__Aim of the exercise__
When a line below contains the word "dependency", copy that line.

+++ Data for this task

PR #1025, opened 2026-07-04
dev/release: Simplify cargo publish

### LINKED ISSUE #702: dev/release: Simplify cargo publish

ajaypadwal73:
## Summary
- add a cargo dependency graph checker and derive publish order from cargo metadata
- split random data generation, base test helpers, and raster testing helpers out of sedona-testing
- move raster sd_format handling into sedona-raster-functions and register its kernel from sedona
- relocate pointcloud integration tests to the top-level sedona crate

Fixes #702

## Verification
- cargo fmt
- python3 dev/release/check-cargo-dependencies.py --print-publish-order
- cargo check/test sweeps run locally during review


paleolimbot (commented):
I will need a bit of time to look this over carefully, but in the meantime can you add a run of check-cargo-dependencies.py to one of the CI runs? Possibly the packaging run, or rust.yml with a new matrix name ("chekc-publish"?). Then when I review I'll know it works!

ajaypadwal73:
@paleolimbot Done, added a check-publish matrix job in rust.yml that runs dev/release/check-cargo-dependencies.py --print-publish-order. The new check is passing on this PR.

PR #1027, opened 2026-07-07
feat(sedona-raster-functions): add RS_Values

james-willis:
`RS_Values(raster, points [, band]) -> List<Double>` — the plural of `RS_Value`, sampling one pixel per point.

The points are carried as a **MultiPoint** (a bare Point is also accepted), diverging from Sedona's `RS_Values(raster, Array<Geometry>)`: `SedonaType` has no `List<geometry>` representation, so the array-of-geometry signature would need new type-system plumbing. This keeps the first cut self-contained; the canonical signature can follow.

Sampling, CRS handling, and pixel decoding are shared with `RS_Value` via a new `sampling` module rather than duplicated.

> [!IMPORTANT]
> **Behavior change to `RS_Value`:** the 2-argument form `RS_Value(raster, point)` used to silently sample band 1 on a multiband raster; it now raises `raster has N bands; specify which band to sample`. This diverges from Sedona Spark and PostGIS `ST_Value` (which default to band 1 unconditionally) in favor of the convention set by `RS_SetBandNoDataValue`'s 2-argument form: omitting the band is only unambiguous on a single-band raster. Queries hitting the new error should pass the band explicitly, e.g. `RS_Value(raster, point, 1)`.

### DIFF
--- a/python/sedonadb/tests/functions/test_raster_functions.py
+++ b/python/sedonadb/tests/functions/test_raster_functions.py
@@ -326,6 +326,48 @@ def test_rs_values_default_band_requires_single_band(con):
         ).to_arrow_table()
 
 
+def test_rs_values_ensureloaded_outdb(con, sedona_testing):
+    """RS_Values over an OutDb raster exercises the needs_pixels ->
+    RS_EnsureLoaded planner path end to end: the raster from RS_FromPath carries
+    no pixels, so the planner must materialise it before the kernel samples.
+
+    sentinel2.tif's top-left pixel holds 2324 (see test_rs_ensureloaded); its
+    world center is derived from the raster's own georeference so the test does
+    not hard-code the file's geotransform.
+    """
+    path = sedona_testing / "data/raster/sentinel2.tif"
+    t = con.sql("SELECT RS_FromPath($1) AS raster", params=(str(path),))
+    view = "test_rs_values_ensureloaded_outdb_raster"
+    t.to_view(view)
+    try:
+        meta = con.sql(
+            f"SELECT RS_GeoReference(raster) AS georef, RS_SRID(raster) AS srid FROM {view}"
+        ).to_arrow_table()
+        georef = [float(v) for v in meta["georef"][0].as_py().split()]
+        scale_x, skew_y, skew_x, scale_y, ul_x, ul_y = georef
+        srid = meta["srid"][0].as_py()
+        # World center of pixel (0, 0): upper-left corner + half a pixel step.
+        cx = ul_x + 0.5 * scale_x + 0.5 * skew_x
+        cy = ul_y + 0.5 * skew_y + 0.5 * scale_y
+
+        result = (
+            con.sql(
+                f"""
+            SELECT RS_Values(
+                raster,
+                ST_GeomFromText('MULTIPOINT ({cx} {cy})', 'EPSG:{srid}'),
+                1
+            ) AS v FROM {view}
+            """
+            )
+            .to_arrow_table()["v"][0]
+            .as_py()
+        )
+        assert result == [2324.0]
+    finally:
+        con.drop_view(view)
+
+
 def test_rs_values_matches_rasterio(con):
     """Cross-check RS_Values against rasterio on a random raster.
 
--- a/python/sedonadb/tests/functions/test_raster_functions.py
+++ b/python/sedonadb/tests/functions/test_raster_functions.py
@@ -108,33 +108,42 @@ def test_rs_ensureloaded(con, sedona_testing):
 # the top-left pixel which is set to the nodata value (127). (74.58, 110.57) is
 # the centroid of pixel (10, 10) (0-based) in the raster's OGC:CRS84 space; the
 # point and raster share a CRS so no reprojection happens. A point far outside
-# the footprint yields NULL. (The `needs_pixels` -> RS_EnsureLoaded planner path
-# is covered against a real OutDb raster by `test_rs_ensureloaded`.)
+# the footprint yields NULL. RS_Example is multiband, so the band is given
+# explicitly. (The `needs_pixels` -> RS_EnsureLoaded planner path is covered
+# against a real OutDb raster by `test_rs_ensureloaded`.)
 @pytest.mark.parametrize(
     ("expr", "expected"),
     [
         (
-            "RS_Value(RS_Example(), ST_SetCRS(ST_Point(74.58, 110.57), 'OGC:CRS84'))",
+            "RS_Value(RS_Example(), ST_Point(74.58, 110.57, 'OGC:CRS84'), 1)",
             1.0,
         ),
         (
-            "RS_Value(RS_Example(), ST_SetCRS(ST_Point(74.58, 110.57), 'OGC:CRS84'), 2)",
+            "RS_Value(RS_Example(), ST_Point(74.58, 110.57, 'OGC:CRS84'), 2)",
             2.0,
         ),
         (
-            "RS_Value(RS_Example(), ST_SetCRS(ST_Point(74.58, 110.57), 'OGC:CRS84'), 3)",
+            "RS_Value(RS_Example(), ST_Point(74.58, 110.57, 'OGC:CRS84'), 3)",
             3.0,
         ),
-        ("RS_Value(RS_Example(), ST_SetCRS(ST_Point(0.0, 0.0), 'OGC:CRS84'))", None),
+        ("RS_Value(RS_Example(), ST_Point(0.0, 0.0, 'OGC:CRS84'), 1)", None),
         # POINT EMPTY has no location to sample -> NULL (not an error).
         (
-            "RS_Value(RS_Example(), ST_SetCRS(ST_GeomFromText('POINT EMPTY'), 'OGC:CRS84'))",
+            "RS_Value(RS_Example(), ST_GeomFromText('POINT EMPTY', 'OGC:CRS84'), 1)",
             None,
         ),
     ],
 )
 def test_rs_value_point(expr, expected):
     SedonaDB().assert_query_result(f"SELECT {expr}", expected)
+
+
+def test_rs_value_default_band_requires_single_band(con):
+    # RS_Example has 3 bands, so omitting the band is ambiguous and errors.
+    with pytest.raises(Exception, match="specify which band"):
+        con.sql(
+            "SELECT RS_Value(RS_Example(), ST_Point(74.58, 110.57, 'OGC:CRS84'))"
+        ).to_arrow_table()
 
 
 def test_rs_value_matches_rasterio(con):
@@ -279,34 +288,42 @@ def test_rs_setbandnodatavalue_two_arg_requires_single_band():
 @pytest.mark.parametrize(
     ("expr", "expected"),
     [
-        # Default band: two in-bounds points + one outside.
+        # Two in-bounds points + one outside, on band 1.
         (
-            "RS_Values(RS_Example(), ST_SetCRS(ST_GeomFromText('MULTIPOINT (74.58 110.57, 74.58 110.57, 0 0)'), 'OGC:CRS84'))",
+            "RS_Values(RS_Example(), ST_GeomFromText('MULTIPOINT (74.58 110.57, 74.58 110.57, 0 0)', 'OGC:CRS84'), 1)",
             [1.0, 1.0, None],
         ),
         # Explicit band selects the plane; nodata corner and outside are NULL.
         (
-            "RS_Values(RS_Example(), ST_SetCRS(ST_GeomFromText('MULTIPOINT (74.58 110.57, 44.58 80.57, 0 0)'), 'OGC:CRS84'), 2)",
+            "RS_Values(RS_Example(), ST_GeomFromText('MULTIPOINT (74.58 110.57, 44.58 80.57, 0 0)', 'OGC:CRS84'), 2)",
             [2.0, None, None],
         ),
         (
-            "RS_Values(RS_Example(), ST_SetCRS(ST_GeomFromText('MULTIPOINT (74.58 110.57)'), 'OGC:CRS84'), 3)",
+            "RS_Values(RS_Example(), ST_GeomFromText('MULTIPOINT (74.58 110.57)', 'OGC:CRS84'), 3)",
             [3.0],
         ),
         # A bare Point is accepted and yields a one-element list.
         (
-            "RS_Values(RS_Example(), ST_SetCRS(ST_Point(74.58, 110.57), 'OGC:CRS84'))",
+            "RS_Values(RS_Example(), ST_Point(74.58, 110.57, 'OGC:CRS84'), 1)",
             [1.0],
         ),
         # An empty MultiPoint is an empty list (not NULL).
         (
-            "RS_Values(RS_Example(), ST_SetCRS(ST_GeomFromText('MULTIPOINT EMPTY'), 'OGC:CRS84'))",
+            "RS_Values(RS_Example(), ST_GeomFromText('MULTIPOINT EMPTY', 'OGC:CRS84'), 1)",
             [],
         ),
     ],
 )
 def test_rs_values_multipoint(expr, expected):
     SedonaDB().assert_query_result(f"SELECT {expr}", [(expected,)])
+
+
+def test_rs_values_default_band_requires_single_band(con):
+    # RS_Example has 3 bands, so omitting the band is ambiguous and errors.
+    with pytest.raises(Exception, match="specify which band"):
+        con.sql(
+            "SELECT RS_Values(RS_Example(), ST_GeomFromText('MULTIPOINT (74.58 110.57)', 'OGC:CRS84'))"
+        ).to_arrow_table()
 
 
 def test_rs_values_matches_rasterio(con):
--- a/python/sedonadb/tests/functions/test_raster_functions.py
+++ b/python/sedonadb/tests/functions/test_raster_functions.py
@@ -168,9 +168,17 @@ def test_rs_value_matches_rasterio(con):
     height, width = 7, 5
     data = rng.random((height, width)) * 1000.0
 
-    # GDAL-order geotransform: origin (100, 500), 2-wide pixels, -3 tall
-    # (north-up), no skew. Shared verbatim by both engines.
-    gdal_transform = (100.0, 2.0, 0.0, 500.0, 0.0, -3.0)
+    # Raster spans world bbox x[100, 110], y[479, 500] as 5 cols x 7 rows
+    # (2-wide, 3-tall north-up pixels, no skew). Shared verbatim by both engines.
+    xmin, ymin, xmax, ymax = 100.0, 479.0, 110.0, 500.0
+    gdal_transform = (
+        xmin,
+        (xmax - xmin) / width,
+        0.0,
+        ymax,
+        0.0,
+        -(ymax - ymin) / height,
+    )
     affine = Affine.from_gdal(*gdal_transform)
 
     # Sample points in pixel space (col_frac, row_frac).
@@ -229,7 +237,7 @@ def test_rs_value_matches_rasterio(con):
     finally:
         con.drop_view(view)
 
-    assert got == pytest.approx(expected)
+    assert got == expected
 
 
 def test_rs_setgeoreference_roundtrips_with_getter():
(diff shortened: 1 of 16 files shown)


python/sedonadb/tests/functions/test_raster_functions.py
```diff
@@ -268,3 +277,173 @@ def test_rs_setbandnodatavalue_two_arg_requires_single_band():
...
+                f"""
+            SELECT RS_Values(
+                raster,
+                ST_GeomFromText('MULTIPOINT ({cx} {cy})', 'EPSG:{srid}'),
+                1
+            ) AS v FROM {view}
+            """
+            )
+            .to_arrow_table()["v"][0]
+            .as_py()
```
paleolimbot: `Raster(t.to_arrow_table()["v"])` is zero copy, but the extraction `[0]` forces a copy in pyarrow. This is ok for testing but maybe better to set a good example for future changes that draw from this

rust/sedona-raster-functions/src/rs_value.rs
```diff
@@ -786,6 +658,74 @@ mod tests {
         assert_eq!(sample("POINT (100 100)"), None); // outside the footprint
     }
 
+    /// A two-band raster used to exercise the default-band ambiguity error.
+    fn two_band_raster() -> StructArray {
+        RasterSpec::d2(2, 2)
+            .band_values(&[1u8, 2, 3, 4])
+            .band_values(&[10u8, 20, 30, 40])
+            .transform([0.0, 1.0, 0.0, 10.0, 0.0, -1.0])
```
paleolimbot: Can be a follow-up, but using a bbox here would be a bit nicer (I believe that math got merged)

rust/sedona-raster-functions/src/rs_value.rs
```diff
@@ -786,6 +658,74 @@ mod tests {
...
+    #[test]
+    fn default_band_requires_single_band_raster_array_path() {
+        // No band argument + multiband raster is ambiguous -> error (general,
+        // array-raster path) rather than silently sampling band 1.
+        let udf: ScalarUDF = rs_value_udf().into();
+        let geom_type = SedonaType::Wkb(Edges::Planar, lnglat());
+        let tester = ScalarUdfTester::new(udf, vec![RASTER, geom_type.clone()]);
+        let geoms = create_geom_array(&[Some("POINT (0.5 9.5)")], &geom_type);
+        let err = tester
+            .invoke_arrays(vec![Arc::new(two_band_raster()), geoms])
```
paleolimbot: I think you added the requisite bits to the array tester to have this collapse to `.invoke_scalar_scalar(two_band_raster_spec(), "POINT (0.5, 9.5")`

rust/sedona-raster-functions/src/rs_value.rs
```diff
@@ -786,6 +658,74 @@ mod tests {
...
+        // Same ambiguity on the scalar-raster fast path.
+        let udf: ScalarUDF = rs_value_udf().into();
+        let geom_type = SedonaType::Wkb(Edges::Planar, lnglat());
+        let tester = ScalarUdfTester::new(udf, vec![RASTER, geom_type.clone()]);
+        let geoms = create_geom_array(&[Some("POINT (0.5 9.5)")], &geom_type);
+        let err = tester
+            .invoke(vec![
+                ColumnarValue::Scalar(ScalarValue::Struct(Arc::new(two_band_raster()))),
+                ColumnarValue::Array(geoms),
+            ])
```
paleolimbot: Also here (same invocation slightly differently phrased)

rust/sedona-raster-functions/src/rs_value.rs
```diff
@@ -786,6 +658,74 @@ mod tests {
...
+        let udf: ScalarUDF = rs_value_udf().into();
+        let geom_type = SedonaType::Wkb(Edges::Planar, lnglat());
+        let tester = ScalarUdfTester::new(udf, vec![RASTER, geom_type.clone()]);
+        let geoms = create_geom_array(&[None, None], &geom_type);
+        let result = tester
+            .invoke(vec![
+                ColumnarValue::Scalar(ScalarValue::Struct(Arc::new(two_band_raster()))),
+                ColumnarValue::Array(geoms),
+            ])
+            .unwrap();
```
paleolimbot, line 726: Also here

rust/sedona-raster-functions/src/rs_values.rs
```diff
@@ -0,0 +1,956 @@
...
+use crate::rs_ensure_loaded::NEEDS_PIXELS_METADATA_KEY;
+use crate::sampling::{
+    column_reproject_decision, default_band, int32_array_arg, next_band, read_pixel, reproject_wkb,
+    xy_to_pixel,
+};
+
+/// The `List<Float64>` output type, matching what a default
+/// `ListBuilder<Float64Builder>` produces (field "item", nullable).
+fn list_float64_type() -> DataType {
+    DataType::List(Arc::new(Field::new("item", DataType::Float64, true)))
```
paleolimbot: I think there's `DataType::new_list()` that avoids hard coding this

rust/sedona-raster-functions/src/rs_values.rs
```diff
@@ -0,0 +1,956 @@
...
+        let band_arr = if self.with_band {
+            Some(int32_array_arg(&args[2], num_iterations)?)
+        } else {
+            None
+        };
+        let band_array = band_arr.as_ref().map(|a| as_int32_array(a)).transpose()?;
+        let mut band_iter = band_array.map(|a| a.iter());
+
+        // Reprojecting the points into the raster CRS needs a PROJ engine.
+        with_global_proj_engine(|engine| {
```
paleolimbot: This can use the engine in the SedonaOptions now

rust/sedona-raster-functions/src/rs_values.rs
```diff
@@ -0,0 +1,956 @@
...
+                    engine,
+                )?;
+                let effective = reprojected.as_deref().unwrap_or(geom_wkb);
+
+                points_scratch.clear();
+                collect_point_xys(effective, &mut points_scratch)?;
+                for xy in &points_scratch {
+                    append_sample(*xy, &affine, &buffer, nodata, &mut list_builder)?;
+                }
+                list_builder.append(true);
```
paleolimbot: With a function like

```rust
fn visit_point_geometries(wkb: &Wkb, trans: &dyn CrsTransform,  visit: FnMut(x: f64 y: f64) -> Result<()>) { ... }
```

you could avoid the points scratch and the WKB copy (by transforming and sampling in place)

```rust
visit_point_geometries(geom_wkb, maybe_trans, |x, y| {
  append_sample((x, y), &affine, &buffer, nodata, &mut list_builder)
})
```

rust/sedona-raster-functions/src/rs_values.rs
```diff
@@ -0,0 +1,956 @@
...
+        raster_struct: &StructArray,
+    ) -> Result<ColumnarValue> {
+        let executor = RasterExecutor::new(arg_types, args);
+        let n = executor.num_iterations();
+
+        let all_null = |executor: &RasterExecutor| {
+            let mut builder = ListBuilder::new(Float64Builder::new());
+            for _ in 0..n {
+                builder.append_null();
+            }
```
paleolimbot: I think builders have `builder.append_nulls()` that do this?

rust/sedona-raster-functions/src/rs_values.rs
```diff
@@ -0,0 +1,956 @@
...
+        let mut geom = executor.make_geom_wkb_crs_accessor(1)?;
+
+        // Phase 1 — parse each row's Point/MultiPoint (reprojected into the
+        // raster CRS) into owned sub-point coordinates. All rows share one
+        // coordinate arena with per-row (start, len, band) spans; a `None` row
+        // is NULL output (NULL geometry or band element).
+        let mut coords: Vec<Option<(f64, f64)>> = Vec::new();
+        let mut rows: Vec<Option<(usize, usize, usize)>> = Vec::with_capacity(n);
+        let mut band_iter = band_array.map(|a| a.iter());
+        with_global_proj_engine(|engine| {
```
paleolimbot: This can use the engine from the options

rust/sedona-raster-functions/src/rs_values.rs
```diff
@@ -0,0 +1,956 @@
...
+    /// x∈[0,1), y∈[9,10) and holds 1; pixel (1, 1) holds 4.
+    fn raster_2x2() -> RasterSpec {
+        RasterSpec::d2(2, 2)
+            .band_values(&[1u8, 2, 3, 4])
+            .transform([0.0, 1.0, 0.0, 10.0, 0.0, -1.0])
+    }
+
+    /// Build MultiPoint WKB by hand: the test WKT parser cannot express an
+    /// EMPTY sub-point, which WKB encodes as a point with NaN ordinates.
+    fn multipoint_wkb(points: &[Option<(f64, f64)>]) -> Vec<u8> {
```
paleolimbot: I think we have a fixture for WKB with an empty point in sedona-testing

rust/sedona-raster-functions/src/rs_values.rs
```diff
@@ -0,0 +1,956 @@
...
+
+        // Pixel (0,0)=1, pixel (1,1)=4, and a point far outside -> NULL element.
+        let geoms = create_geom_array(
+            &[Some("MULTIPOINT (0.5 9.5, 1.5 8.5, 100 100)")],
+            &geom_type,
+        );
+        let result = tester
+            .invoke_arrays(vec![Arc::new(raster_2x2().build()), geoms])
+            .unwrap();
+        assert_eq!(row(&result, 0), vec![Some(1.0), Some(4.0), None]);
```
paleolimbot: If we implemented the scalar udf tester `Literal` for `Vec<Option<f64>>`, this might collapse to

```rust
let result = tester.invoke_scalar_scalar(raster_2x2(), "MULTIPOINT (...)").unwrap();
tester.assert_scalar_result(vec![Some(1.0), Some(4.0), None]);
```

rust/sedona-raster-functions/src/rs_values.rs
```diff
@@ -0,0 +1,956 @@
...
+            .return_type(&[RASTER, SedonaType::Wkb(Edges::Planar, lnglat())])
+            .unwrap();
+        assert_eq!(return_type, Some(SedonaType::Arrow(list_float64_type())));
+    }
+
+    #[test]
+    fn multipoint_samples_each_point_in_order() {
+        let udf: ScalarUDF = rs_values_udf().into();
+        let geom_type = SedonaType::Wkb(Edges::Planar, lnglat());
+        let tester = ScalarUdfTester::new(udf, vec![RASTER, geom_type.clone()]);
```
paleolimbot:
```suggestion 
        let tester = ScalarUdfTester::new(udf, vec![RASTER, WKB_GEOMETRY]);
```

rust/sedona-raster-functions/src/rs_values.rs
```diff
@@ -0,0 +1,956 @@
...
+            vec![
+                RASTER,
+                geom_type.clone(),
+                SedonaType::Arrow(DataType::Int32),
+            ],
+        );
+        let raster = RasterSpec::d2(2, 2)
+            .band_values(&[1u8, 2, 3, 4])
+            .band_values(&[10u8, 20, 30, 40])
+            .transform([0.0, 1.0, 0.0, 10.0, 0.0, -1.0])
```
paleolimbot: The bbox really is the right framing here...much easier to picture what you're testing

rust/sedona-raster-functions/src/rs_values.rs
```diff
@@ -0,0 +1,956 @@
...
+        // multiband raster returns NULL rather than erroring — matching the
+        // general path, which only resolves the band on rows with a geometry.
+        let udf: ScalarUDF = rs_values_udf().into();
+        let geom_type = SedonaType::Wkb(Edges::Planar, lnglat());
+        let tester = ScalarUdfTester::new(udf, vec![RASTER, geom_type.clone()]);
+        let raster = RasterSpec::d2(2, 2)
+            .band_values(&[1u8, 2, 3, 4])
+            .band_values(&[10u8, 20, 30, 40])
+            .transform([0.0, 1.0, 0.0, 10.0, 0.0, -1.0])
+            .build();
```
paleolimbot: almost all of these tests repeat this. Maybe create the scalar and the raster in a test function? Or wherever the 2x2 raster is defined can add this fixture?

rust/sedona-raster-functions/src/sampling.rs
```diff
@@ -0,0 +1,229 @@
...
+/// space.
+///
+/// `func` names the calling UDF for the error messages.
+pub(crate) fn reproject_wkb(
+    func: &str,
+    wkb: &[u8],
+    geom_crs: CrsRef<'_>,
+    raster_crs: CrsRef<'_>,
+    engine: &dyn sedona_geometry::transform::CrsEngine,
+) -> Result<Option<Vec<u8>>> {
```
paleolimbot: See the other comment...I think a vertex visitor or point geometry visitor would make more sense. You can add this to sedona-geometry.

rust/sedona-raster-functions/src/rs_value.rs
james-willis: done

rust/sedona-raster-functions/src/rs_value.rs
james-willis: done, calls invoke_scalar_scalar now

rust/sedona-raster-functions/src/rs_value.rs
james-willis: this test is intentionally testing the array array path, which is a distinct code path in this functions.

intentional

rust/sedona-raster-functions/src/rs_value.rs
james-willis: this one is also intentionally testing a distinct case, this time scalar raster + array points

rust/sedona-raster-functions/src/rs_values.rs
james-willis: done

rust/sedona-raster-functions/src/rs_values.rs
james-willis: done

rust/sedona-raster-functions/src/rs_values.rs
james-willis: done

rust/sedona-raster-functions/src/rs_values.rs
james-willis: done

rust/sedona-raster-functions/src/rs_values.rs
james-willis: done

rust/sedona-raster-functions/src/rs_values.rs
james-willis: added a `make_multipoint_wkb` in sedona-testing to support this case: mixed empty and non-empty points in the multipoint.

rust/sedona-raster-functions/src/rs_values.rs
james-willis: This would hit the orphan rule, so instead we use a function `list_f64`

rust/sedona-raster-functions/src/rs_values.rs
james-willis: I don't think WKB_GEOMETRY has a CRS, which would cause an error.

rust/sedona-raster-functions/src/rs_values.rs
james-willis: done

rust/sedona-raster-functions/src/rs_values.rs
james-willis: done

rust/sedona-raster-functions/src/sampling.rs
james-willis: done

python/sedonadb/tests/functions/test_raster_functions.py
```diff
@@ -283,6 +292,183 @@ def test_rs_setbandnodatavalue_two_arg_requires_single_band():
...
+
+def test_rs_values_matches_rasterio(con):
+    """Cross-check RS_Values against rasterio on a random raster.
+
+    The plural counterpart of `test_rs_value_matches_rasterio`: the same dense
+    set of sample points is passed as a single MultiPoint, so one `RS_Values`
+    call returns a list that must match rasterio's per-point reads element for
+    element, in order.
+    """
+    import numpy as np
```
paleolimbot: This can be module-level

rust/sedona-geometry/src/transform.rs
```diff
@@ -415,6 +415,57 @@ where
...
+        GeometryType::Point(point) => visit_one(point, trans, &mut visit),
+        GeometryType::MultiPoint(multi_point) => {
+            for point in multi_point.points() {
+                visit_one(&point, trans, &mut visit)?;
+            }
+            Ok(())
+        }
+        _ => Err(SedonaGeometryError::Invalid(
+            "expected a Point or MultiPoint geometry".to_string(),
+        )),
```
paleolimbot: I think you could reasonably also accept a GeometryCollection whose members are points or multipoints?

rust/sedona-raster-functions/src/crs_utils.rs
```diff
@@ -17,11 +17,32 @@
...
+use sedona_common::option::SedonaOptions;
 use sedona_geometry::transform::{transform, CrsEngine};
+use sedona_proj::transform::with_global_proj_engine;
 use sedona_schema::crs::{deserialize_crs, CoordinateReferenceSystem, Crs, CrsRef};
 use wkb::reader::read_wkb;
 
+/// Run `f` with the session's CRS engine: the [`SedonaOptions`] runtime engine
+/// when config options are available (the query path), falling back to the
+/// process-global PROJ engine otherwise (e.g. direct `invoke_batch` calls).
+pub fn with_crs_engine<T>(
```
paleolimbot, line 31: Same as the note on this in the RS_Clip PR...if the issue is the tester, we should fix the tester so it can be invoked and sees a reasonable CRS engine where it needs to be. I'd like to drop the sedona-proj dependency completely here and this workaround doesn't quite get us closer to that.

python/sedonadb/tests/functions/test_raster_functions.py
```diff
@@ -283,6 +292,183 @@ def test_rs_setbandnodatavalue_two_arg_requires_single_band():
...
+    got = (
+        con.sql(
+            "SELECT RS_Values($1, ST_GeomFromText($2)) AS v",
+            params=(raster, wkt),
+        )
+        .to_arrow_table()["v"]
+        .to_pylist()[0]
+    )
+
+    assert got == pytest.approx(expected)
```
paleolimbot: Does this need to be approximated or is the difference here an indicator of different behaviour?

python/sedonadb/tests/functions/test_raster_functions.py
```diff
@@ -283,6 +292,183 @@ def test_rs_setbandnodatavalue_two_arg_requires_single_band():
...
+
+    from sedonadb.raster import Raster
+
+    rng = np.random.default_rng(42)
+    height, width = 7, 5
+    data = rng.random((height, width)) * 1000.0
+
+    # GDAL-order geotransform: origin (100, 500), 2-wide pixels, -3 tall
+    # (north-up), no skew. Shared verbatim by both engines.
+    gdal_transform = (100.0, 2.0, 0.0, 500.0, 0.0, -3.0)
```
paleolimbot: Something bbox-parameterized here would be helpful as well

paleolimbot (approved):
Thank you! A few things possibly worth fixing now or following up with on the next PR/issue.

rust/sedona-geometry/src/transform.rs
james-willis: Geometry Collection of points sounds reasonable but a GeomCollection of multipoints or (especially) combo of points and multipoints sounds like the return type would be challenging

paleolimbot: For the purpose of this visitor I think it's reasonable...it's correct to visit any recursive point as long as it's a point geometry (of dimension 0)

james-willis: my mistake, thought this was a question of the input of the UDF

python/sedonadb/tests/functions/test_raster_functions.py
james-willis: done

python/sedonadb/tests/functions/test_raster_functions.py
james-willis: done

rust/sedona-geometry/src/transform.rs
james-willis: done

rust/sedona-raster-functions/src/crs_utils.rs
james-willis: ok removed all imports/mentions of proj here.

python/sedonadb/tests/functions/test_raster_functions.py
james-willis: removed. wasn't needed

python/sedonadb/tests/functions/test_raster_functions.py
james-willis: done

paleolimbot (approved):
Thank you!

++++++

__Response to the exercise__
- add a cargo dependency graph checker and derive publish order from cargo metadata
paleolimbot, line 31: Same as the note on this in the RS_Clip PR...if the issue is the tester, we should fix the tester so it can be invoked and sees a reasonable CRS engine where it needs to be. I'd like to drop the sedona-proj dependency completely here and this workaround doesn't quite get us closer to that.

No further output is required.